How unique is your browser?
How easy is it to track a person online? Perhaps you're tech savvy enough to turn off your browser's cookies, in the hope that any websites you visit won't be able to remember who you are and how often you go back to visit. But a project by the Electronic Frontier Foundation (EFF) put that in perspective. Panopticlick tells you just how unique and trackable your browser is.

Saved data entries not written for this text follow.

PR #3534, opened 2020-09-10
Batch rqt upload

lfitchett:
This batches rqt metrics before uploading them if the resulting message would be more than 256 KB. Previously it simply dropped the message.


edge-agent/src/Microsoft.Azure.Devices.Edge.Agent.Diagnostics/MetricsWorker.cs
```diff
@@ -22,7 +22,7 @@ namespace Microsoft.Azure.Devices.Edge.Agent.Diagnostics
 
     public class MetricsWorker : IDisposable
     {
-        public static RetryStrategy RetryStrategy = new ExponentialBackoff(20, TimeSpan.FromMinutes(5), TimeSpan.FromMinutes(30), TimeSpan.FromMinutes(1), false);
+        public static RetryStrategy RetryStrategy = new ExponentialBackoff(20, TimeSpan.FromMinutes(5), TimeSpan.FromHours(12), TimeSpan.FromMinutes(1), false);
```
lfitchett, line 25: I also realized a 30 minute retry is way too frequent for extended offline scenarios

edge-agent/src/Microsoft.Azure.Devices.Edge.Agent.Diagnostics/publisher/EdgeRuntimeDiagnosticsUpload.cs
```diff
@@ -14,6 +14,9 @@ namespace Microsoft.Azure.Devices.Edge.Agent.Diagnostics.Publisher
 
     public sealed class EdgeRuntimeDiagnosticsUpload : IMetricsPublisher
     {
+        // max message size is 256KB, keep a 1KB buffer for safty
+        const int MaxMessageSize = 255000;
```
damonbarry, line 18: Isn't the 256KB max really 256 * 1024 = 262,144 bytes? So that's nearly a 7KB buffer...

edge-agent/src/Microsoft.Azure.Devices.Edge.Agent.Diagnostics/publisher/EdgeRuntimeDiagnosticsUpload.cs
```diff
@@ -25,26 +28,43 @@ public EdgeRuntimeDiagnosticsUpload(IEdgeAgentConnection edgeAgentConnection)
...
+            {
+                return Enumerable.Empty<Message>();
+            }
+
+            byte[] data = MetricsSerializer.MetricsToBytes(metrics).ToArray();
+
+            if (data.Length > MaxMessageSize)
+            {
+                var part1 = this.BatchAndBuildMessages(metrics.Slice(0, metrics.Count / 2));
+                var part2 = this.BatchAndBuildMessages(metrics.Slice(metrics.Count / 2, metrics.Count / 2 + metrics.Count % 2));
```
damonbarry, line 58: There's another overload of ArraySegment.Slice that only takes an index arg, and returns a slice from the index to the end of the parent slice. Seems like a better option than doing the math yourself for `part2`.

edge-agent/src/Microsoft.Azure.Devices.Edge.Agent.Diagnostics/publisher/EdgeRuntimeDiagnosticsUpload.cs
```diff
@@ -25,26 +25,43 @@ public EdgeRuntimeDiagnosticsUpload(IEdgeAgentConnection edgeAgentConnection)
...
+            {
+                return Enumerable.Empty<Message>();
+            }
+
+            byte[] data = MetricsSerializer.MetricsToBytes(metrics).ToArray();
+
+            if (data.Length > 250000)
+            {
+                var part1 = this.BatchAndBuildMessages(metrics.Slice(0, data.Length / 2));
+                var part2 = this.BatchAndBuildMessages(metrics.Slice(data.Length / 2, data.Length / 2));
```
CindyXing: part2 would lose one segment if data.length is odd.

CindyXing: With recursion, this would lose more in between.

CindyXing (dismissed):

edge-agent/src/Microsoft.Azure.Devices.Edge.Agent.Diagnostics/publisher/EdgeRuntimeDiagnosticsUpload.cs
lfitchett: You are looking at a very outdated version somehow. I think you are looking at the first commit only. There are tests to check both even and odd versions and that is not an issue in the current version.

damonbarry (approved):

PR #3536, opened 2020-09-10
Handle Close requests for clients and send disconnect signal to broker

vipeller:


edge-hub/core/test/Microsoft.Azure.Devices.Edge.Hub.MqttBrokerAdapter.Test/DeviceProxyTest.cs
```diff
@@ -27,7 +28,7 @@ public async Task DirectMethodCallForwarded()
                 .Setup(h => h.CallDirectMethodAsync(It.Is<DirectMethodRequest>(m => m == request), It.Is<IIdentity>(i => i == identity)))
                 .Returns(Task.FromResult(new DirectMethodResponse("123", new byte[0], 200)));
 
-            var sut = new DeviceProxy(identity, twinHandler, m2mHandler, c2dHandler, directMethodHandler);
+            var sut = new DeviceProxy(identity, connectionHanlder, twinHandler, m2mHandler, c2dHandler, directMethodHandler);
```
and-rewsmith, line 31: typo

edge-hub/core/src/Microsoft.Azure.Devices.Edge.Hub.MqttBrokerAdapter/IConnectionRegistry.cs
```diff
@@ -11,5 +11,7 @@ public interface IConnectionRegistry
     {
         Task<Option<IDeviceListener>> GetDeviceListenerAsync(IIdentity identity);
         Task<Option<IDeviceProxy>> GetDeviceProxyAsync(IIdentity identity);
+
```
and-rewsmith, line 14: nit: should we remove this whitespace?

edge-hub/core/src/Microsoft.Azure.Devices.Edge.Hub.MqttBrokerAdapter/handlers/ConnectionHandler.cs
```diff
@@ -94,6 +99,20 @@ public async Task<bool> HandleAsync(MqttPublishInfo publishInfo)
             return false;
         }
 
+        public async Task CloseConnectionAsync(IIdentity identity)
+        {
+            var identityFound = false;
+            using (await this.guard.LockAsync())
```
and-rewsmith, line 105: We need to lock this because something might get added to knownConnections?

edge-hub/core/src/Microsoft.Azure.Devices.Edge.Hub.MqttBrokerAdapter/handlers/ConnectionHandler.cs
```diff
@@ -94,6 +99,20 @@ public async Task<bool> HandleAsync(MqttPublishInfo publishInfo)
...
+            {
+                identityFound = this.knownConnections.TryGetValue(identity, out var _);
+            }
+
+            if (identityFound)
+            {
+                await this.connector.SendAsync(TopicDisconnect, Encoding.UTF8.GetBytes($"\"{identity.Id}\""));
+            }
```
and-rewsmith, line 113: If the identity isn't found should we log error?

edge-hub/core/test/Microsoft.Azure.Devices.Edge.Hub.MqttBrokerAdapter.Test/ConnectionHandlerTests.cs
```diff
@@ -0,0 +1,69 @@
...
+            DeviceProxy GetProxy(IIdentity identity)
+            {
+                return new DeviceProxy(
+                                identity,
+                                sut,
+                                Mock.Of<ITwinHandler>(),
+                                Mock.Of<IModuleToModuleMessageHandler>(),
+                                Mock.Of<ICloud2DeviceMessageHandler>(),
+                                Mock.Of<IDirectMethodHandler>());
+            }
```
and-rewsmith, line 66: Is defining the function this way (i.e. inside CloseSendsDisconnectSignal) better than having a separate function?

edge-hub/core/test/Microsoft.Azure.Devices.Edge.Hub.MqttBrokerAdapter.Test/DeviceProxyTest.cs
```diff
@@ -49,16 +51,17 @@ public async Task DesiredUpdateCallForwarded()
                 .Setup(h => h.SendDesiredPropertiesUpdate(It.Is<IMessage>(m => m == desired), It.Is<IIdentity>(i => i == identity)))
                 .Returns(Task.CompletedTask);
 
-            var sut = new DeviceProxy(identity, twinHandler, m2mHandler, c2dHandler, directMethodHandler);
+            var sut = new DeviceProxy(identity, connectionHanlder, twinHandler, m2mHandler, c2dHandler, directMethodHandler);
 
             await sut.OnDesiredPropertyUpdates(desired);
 
-            Mock.Get(directMethodHandler).VerifyAll();
+            Mock.Get(twinHandler).VerifyAll();
```
and-rewsmith, line 58: Why is this changed to twinHandler?

edge-hub/core/test/Microsoft.Azure.Devices.Edge.Hub.MqttBrokerAdapter.Test/DeviceProxyTest.cs
```diff
@@ -71,16 +74,17 @@ public async Task Cloud2DeviceMessagesForwarded()
                 .Setup(h => h.SendC2DMessageAsync(It.Is<IMessage>(m => m == message), It.Is<IIdentity>(i => i == identity)))
                 .Returns(Task.CompletedTask);
 
-            var sut = new DeviceProxy(identity, twinHandler, m2mHandler, c2dHandler, directMethodHandler);
+            var sut = new DeviceProxy(identity, connectionHanlder, twinHandler, m2mHandler, c2dHandler, directMethodHandler);
 
             await sut.SendC2DMessageAsync(message);
 
-            Mock.Get(directMethodHandler).VerifyAll();
```
and-rewsmith, line 78: Why this change?

edge-hub/core/src/Microsoft.Azure.Devices.Edge.Hub.MqttBrokerAdapter/DeviceProxy.cs
```diff
@@ -41,15 +44,15 @@ public class DeviceProxy : IDeviceProxy
 
         public IIdentity Identity { get; }
 
-        public Task CloseAsync(Exception ex)
+        public async Task CloseAsync(Exception ex)
```
and-rewsmith, line 47: Do we do anything with this exception?

edge-hub/core/src/Microsoft.Azure.Devices.Edge.Hub.MqttBrokerAdapter/handlers/ConnectionHandler.cs
vadim-kovalyov: What race conditions we are trying to prevent with the lock? knownConnections is a ConcurrentDictionary already

edge-hub/core/src/Microsoft.Azure.Devices.Edge.Hub.MqttBrokerAdapter/handlers/ConnectionHandler.cs
```diff
@@ -94,6 +99,20 @@ public async Task<bool> HandleAsync(MqttPublishInfo publishInfo)
...
+        {
+            var identityFound = false;
+            using (await this.guard.LockAsync())
+            {
+                identityFound = this.knownConnections.TryGetValue(identity, out var _);
+            }
+
+            if (identityFound)
+            {
+                await this.connector.SendAsync(TopicDisconnect, Encoding.UTF8.GetBytes($"\"{identity.Id}\""));
```
vadim-kovalyov, line 112: do we need to remove from knownConnections?

edge-hub/core/src/Microsoft.Azure.Devices.Edge.Hub.MqttBrokerAdapter/DeviceProxy.cs
vipeller: added to the log

edge-hub/core/src/Microsoft.Azure.Devices.Edge.Hub.MqttBrokerAdapter/IConnectionRegistry.cs
vipeller: I added because those two above belong to one group of operations and the one below to a different one

edge-hub/core/src/Microsoft.Azure.Devices.Edge.Hub.MqttBrokerAdapter/handlers/ConnectionHandler.cs
vipeller: The story of the lock is that when the code updates the 'knowConnection', that needs a lock anyway (because it does multistep things. so a parallel call cannot mess it up) - so it would not be necessary using a concurrent dictionary (although I ended up using one, because it has a member normal dictionaries don't) And because of the lock on writes, I felt it is better to keep it symmetric, and lock the reads, too.   But yes, with the current ConcurrentDictionary the read operation would not be dangerous doing without a lock.

edge-hub/core/src/Microsoft.Azure.Devices.Edge.Hub.MqttBrokerAdapter/handlers/ConnectionHandler.cs
vipeller: I am not sure if that is an error. Can a device be gone by the time edgeHub realizes that something is wrong a calls Close()? I can add an 'Info'.

edge-hub/core/test/Microsoft.Azure.Devices.Edge.Hub.MqttBrokerAdapter.Test/ConnectionHandlerTests.cs
vipeller: it can capture local variables (sut in this case), also in tests these helper functions many times are used only from a single method, so it is easier to see what serves what.

edge-hub/core/test/Microsoft.Azure.Devices.Edge.Hub.MqttBrokerAdapter.Test/DeviceProxyTest.cs
vipeller: it was a copy-paste error from earlier and it did not call the "verifyall" on the set up mock object. Now it checks the right mock. Earlier the test passed only because nothing was setup on 'directMethodHandler', so verifyAll meant 'verify nothing' - which always passed.

edge-hub/core/src/Microsoft.Azure.Devices.Edge.Hub.MqttBrokerAdapter/handlers/ConnectionHandler.cs
vipeller: No, I figured that after this point it is the turn of the broker to do something, and when it make the client disconnect, the notification will come in a second round, and the identity will be removed that time

edge-hub/core/test/Microsoft.Azure.Devices.Edge.Hub.MqttBrokerAdapter.Test/DeviceProxyTest.cs
vipeller: it was a copy-paste error from earlier and it did not call the "verifyall" on the set up mock object. Now it checks the right mock. Earlier the test passed only because nothing was setup on 'directMethodHandler', so verifyAll meant 'verify nothing' - which always passed.

vadim-kovalyov (approved):

varunpuranik (approved):

and-rewsmith (approved):

PR #3540, opened 2020-09-11
mqtt bridge connect to local broker and upstream to receive messages

ancaantochi:
- connects to local broker and saves messages to storage
- connect to upstream and saves messages to storage


mqtt/mqtt-bridge/src/bridge.rs
```diff
@@ -1,31 +1,385 @@
...
+
+        handler
+            .handle_event(Event::Publication(pub1))
+            .await
+            .unwrap();
 
-    async fn connect_to_local(&self) {
-        info!("connecting to local broker");
+        let key1 = Key { offset: 0 };
+        assert_eq!(None, handler.inner.remove(key1).await);
```
and-rewsmith, line 383: This is a hard test to write because of the behavior of the persistor. A remove will always fail if the message hasn't been extracted by the loader. Therefore the test isn't checking correctly right now.

If we want to verify that a message doesn't exist, we will have to prove that the loader can't get it. It's hard because the loader is a stream.

and-rewsmith: It is maybe best to use a more roundabout way of solving this. For example, make a second received publication with a valid topic match and verify the loader retrieves this message first. The test will fail if there is a topic match for the first publication (intended non-topic match) because in this scenario the loader would get this message first.

and-rewsmith (commented):
I still need to look at some files, but here are my intial comments.

mqtt/mqtt-bridge/src/bridge.rs
```diff
@@ -1,31 +1,385 @@
...
+            self.connection_settings.clean_session(),
+            MessageHandler::new(topic_filters, BATCH_SIZE),
+            self.connection_settings.credentials(),
+        );
+
+        let subscriptions: Vec<String> = self.subs_map.keys().map(|key| key.into()).collect();
+        debug!("subscribe to remote {:?}", subscriptions);
+
+        client.subscribe(subscriptions).await?;
+        let _events_task = tokio::spawn(client.handle_events());
```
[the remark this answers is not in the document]
ancaantochi: yes, I will add a TODO here, it should be handled when shutdown is handled

mqtt/mqtt-bridge/src/bridge.rs
```diff
@@ -1,31 +1,385 @@
...
+
+impl<'a, T> MessageHandler<'a, T>
+where
+    T: Persist<'a>,
+{
+    pub fn new(topics: Vec<TopicMapper>, batch_size: usize) -> Self {
+        Self {
+            topics,
+            inner: T::new(batch_size),
+            phantom: PhantomData,
```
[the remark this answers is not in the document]
ancaantochi: it is needed because the lifetime 'a is not used here, it's to make compiler happy.

mqtt/mqtt-bridge/tests/config.json
```diff
@@ -4,11 +4,15 @@
...
+    "iothubhostname": "iothub",
     "upstream": {
         "subscriptions": [
             {
                 "pattern": "temp/#",
-                "remote": "floor/kitchen/"
+                "remote": "floor/kitchen"
+            },
+            {
+                "pattern": "pattern/#"
```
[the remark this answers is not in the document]
ancaantochi: yes, just forwards on the same topic

mqtt/mqtt-bridge/src/bridge.rs
```diff
@@ -1,31 +1,385 @@
...
-        info!("connecting to remote broker");
+    fn transform(&self, topic_name: &str) -> Option<String> {
+        for mapper in &self.topics {
+            let pattern = mapper
+                .topic_settings
+                .local()
+                .map_or(Some(topic_name.to_owned()), |local_prefix| {
+                    if topic_name.to_owned().starts_with(local_prefix) {
+                        let rs: String = topic_name
+                            .strip_prefix(local_prefix)
```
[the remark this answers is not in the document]
ancaantochi: because it should not be part of the forwarded topic

mqtt/mqtt-bridge/src/bridge.rs
```diff
@@ -1,31 +1,385 @@
...
+
+            if pattern.is_some() {
+                return pattern;
+            }
+        }
+        None
     }
+}
+
+// TODO: implement for generic T where T: Persist
```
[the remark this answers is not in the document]
ancaantochi: yes, it will need to integrate with the changes from your PR, let's sync about this

and-rewsmith:
If you think there is too much friction merging this, we can have a separate PR for just the client/sas token stuff

mqtt/mqtt-bridge/src/bridge.rs
```diff
@@ -1,31 +1,385 @@
...
+            });
+        }
+
+        let mut client = MqttClient::new(
+            self.system_address.as_str(),
+            *self.connection_settings.keep_alive(),
+            self.connection_settings.clean_session(),
+            MessageHandler::new(topic_filters, BATCH_SIZE),
+            self.connection_settings.credentials(),
+        );
```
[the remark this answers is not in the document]
ancaantochi: no, removed

mqtt/mqtt-bridge/src/client.rs
```diff
@@ -0,0 +1,223 @@
...
+                }
+            };
+
+            let io = TcpStream::connect(address).await;
+            io.map(|io| (io, password))
+        })
+    }
+}
+
+pub struct MqttClient<T>
```
and-rewsmith, line 74: nit: it might be confusing to have Client and MqttClient types. Also, it is just a wrapper. We could maybe indicate that in the name? I don't think it's too bad if we leave it as-is though.

mqtt/mqtt-bridge/src/client.rs
```diff
@@ -0,0 +1,223 @@
...
+
+        error!("failed to subscribe to topics");
+        Err(ClientConnectError::MissingSubacks(
+            subacks
+                .into_iter()
+                .map(std::string::ToString::to_string)
+                .collect(),
+        ))
+    }
+}
```
and-rewsmith, line 203: Since this logic is being duplicated, we should have a plan to consolidate if we are not going to do it now.

mqtt/mqtt-bridge/src/client.rs
```diff
@@ -0,0 +1,223 @@
...
+                    Ok(x) => Some(x),
+                    Err(e) => {
+                        warn!("Failed to get token {}", e);
+                        None
+                    }
+                }
+            };
+
+            let io = TcpStream::connect(address).await;
+            io.map(|io| (io, password))
```
and-rewsmith, line 69: Do you know how this password from this return type gets used?

mqtt/mqtt-bridge/src/client.rs
```diff
@@ -0,0 +1,223 @@
...
+pub trait EventHandler {
+    async fn handle_event(&mut self, event: Event) -> Result<()>;
+}
+
+#[derive(Debug, thiserror::Error)]
+pub enum ClientConnectError {
+    #[error("failed to receive expected subacks for command topics: {0:?}")]
+    MissingSubacks(Vec<String>),
+
+    #[error("failed to subscribe command handler to command topic")]
```
and-rewsmith, line 215: I think we should rename since it isn't the command handler

mqtt/mqtt-bridge/src/controller.rs
```diff
@@ -17,13 +17,12 @@ impl BridgeController {
         Self::default()
     }
 
-    pub async fn start(&mut self) -> Result<()> {
+    pub async fn start(&mut self, system_address: String, device_id: &str) -> Result<()> {
```
and-rewsmith, line 20: At some point we will need to return a shutdown handle and integrate properly into the startup logic

mqtt/mqtt-bridge/src/controller.rs
```diff
@@ -17,13 +17,12 @@ impl BridgeController {
...
-
         let settings = Settings::new()?;
         if let Some(upstream) = settings.upstream() {
-            let nested_bridge = Bridge::new(upstream.clone());
-            nested_bridge.start().await;
+            let nested_bridge = Bridge::new(system_address, device_id.into(), upstream.clone());
+            nested_bridge.start().await?;
 
             self.bridges
                 .insert(upstream.name().to_string(), nested_bridge);
```
and-rewsmith, line 28: Assuming remote bridges are coming in a later PR.

mqtt/mqtt-bridge/src/controller.rs
```diff
@@ -17,13 +17,12 @@ impl BridgeController {
         Self::default()
     }
 
-    pub async fn start(&mut self) -> Result<()> {
+    pub async fn start(&mut self, system_address: String, device_id: &str) -> Result<()> {
         info!("starting bridge");
-
         let settings = Settings::new()?;
         if let Some(upstream) = settings.upstream() {
```
and-rewsmith, line 23: If there are no upstream settings then we log:

> "No nested bridge found"

I think we should say something like:

> "No upstream settings detected. Not starting bridge.

mqtt/mqtt-bridge/src/settings.rs
```diff
@@ -180,75 +177,71 @@ impl AuthenticationSettings {
...
 
 #[derive(Debug, Clone, Default, PartialEq, Deserialize)]
-pub struct Forward {
+pub struct Topic {
     pattern: String,
 
-    remote: String,
+    local: Option<String>,
+
+    remote: Option<String>,
```
and-rewsmith, line 231: Anca and I discussed offline and we think it should be:

```
"pattern": "temp/#",
"forward-prefix": "floor/kitchen/",
"subscribe-prefix": "local"
```

and-rewsmith (commented):
Comments for the rest of the files

mqtt/mqtt-bridge/src/bridge.rs
```diff
@@ -1,31 +1,387 @@
-use tracing::info;
+use std::{collections::HashMap, marker::PhantomData, str::FromStr, time::Duration};
 
-use crate::settings::ConnectionSettings;
+use anyhow::Result;
```
dmolokanov, line 3: let's not use anyhow in lib crates for error handling. use thiserror instead

mqtt/mqtt-bridge/src/bridge.rs
```diff
@@ -1,31 +1,387 @@
...
-    pub fn new(connection_settings: ConnectionSettings) -> Self {
+    pub fn new(
+        system_address: String,
+        device_id: String,
+        connection_settings: ConnectionSettings,
+    ) -> Self {
+        let forwards_map: HashMap<String, Topic> = connection_settings
+            .forwards()
+            .iter()
+            .map(move |sub| Bridge::format_key_value(sub))
```
dmolokanov, line 33: I don't think `move` in necessary here

mqtt/mqtt-bridge/src/bridge.rs
```diff
@@ -1,31 +1,387 @@
...
+use crate::settings::{ConnectionSettings, Credentials, Topic};
+
+const BATCH_SIZE: usize = 10;
 
 /// Bridge implementation that connects to local broker and remote broker and handles messages flow
 pub struct Bridge {
+    system_address: String,
+    device_id: String,
     connection_settings: ConnectionSettings,
+    forwards_map: HashMap<String, Topic>,
```
dmolokanov, line 20: _map is a bit confusing suffix. can we just remove it at all?

mqtt/mqtt-bridge/src/bridge.rs
```diff
@@ -1,31 +1,387 @@
...
+            .map(move |sub| Bridge::format_key_value(sub))
+            .collect();
+
+        let subs_map: HashMap<String, Topic> = connection_settings
+            .subscriptions()
+            .iter()
+            .map(|sub| Bridge::format_key_value(sub))
+            .collect();
+
         Bridge {
```
dmolokanov, line 42: If you use type name inside the type definition, you can use `Self` instead of type name `Bridge` like
`Self { ... }` or `Self::foo(bar)`

mqtt/mqtt-bridge/src/bridge.rs
```diff
@@ -1,31 +1,387 @@
...
 }
 
 impl Bridge {
-    pub fn new(connection_settings: ConnectionSettings) -> Self {
+    pub fn new(
+        system_address: String,
+        device_id: String,
+        connection_settings: ConnectionSettings,
+    ) -> Self {
+        let forwards_map: HashMap<String, Topic> = connection_settings
```
dmolokanov, line 30: collect combinator wants to know a type of resulting collection, not items. so we can omit that like
```suggestion
        let forwards_map: HashMap<_> = connection_settings
```
or even 
```suggestion
        let forwards_map = connection_settings
```
because you construct Bridge and HashMap required there

mqtt/mqtt-bridge/src/bridge.rs
ancaantochi: I though anyhow error work with thiserror mapping, I am confused by the examples.

mqtt/mqtt-bridge/src/bridge.rs
```diff
@@ -1,31 +1,385 @@
...
+    fn transform(&self, topic_name: &str) -> Option<String> {
+        for mapper in &self.topics {
+            let pattern = mapper
+                .topic_settings
+                .local()
+                .map_or(Some(topic_name.to_owned()), |local_prefix| {
+                    if topic_name.to_owned().starts_with(local_prefix) {
+                        let rs: String = topic_name
+                            .strip_prefix(local_prefix)
+                            .unwrap_or(&topic_name)
```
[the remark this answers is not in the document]
ancaantochi: it is, not actually possible because it checks it starts with prefix

mqtt/mqtt-bridge/src/client.rs
```diff
@@ -0,0 +1,223 @@
...
+use tracing::{debug, error, warn};
+
+use mqtt3::{
+    proto, Client, Event, IoSource, ShutdownError, SubscriptionUpdateEvent, UpdateSubscriptionError,
+};
+
+use crate::settings::Credentials;
+use crate::token_source::{SasTokenSource, TokenSource};
+
+const DEFAULT_TOKEN_DURATION_SECS: Duration = Duration::from_secs(60 * 60);
```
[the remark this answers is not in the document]
ancaantochi: no

mqtt/mqtt-bridge/src/client.rs
ancaantochi: just that it is used in the connect packet.

mqtt/mqtt-bridge/src/bridge.rs
ancaantochi: the case when there is a message is if the test runs in parallel with other tests or how would there be another message in the loader. I think it should try to get the message and timeout after a while, but I couldn't make that work.

mqtt/mqtt-bridge/src/client.rs
```diff
@@ -0,0 +1,223 @@
...
+
+impl ShutdownHandle {
+    pub async fn shutdown(&mut self) -> Result<(), ClientConnectError> {
+        self.0
+            .shutdown()
+            .await
+            .map_err(ClientConnectError::ShutdownClient)?;
+        Ok(())
+    }
+}
```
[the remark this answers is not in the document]
ancaantochi: This would be used so the client is not exposed

mqtt/mqtt-bridge/src/client.rs
ancaantochi: yes, the plan is to consolidate at a later time

mqtt/mqtt-bridge/src/controller.rs
ancaantochi: agree, shutdown is not handled yet by bridge

mqtt/mqtt-bridge/tests/config.json
```diff
@@ -4,11 +4,15 @@
     "moduleid": "mymodule",
     "modulegenerationid": "321",
```
and-rewsmith, line 5: What casing are/should we use for these fields.

mqtt/mqtt-bridge/tests/config.json
```diff
@@ -4,11 +4,15 @@
     "moduleid": "mymodule",
```
and-rewsmith, line 4: From Denis: All these fields are only relevant to upstream, so maybe we should move to the upstream section.

and-rewsmith:
More comments

mqtt/mqtt-bridge/src/bridge.rs
```diff
@@ -1,31 +1,385 @@
...
+}
+
+#[derive(Clone)]
+struct TopicMapper {
+    topic_settings: Topic,
+    topic_filter: TopicFilter,
+}
+
+#[derive(Clone)]
+struct MessageHandler<'a, T>
```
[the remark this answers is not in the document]
ancaantochi: added comments to the transform function

mqtt/mqtt-bridge/src/controller.rs
ancaantochi: correct

mqtt/mqtt-bridge/src/bridge.rs
```diff
@@ -1,31 +1,385 @@
...
+                    }
+                });
+
+            if pattern.is_some() {
+                return pattern;
+            }
+        }
+        None
     }
+}
```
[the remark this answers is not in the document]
PR #3541, opened 2020-09-11
Policy engine enhancements

vadim-kovalyov:
As part of the work to integrate policy engine into MQTT broker, I'm doing some enhancements:
- Added Context as an associated type to the Request. That context will have info needed for proper work of Substituter.
   - In case of MQTT broker, `type Context = auth::Activity`, and `MqttSubstituter` will get access to `Activity` struct to extract identity and other related info.
- Changed Validator to accept the whole statement to make validation more flexible.

This is the first PR in a series of PRs that yet to come. Just wanted to push it in smaller chunks.

### DIFF
--- a/mqtt/policy/src/core/mod.rs
+++ b/mqtt/policy/src/core/mod.rs
@@ -348,6 +348,15 @@ impl From<EffectOrd> for Decision {
     }
 }
 
+impl From<&Statement> for EffectOrd {
+    fn from(statement: &Statement) -> Self {
+        match statement.effect() {
+            builder::Effect::Allow => EffectOrd::new(Effect::Allow, statement.order()),
+            builder::Effect::Deny => EffectOrd::new(Effect::Deny, statement.order()),
+        }
+    }
+}
+
 #[cfg(test)]
 pub(crate) mod tests {
     use super::*;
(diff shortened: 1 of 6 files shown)


dmolokanov (approved):
Overall looks good. What was the reasoning behind adding/removing schema versioning?

vadim-kovalyov:
> Overall looks good. What was the reasoning behind adding/removing schema versioning?

I thought that I can keep `PolicyDefinition` private and use it for versioning. But it looks like there is no good way to have comprehensive validation without exposing whole `PolicyDefinition` to the plugins. Also, it seems like if policy definition struct needs to be changed in the future versions, it would be breaking changes for validators as well. I don't see a better option so far.

mqtt/policy/src/core/mod.rs
```diff
@@ -348,6 +348,15 @@ impl From<EffectOrd> for Decision {
     }
 }
 
+impl From<&Statement> for EffectOrd {
```
dmolokanov, line 351: > Used to do value-to-value conversions while **_consuming_** the input value.
The client of the `Statement` should decide where to clone data before consumption. https://doc.rust-lang.org/std/convert/trait.From.html

dmolokanov (approved):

It turns out that your browser tells people a lot more about you than you might think. In addition to your IP address, it hands over other information such as its exact version number and operating system, along with language, and other data. The more information it provides, the more unique it is. The EFF says that we need 33 bits of information to identify a single individual separately from everyone on the planet. My browser handed over more than 18 bits, which would enable a website to distinguish me as being part of a significantly smaller part of the population.
This gets interesting when you start surfing across lots of different sites. Companies like Google already offer analytics services that feed data back from any participating site on who has visited them. It also owns a company called Doubleclick which actively monitors a single person's activity across many different sites for advertising purposes. It would be fairly easy for Google to collate the information and get a good idea of your surfing habits.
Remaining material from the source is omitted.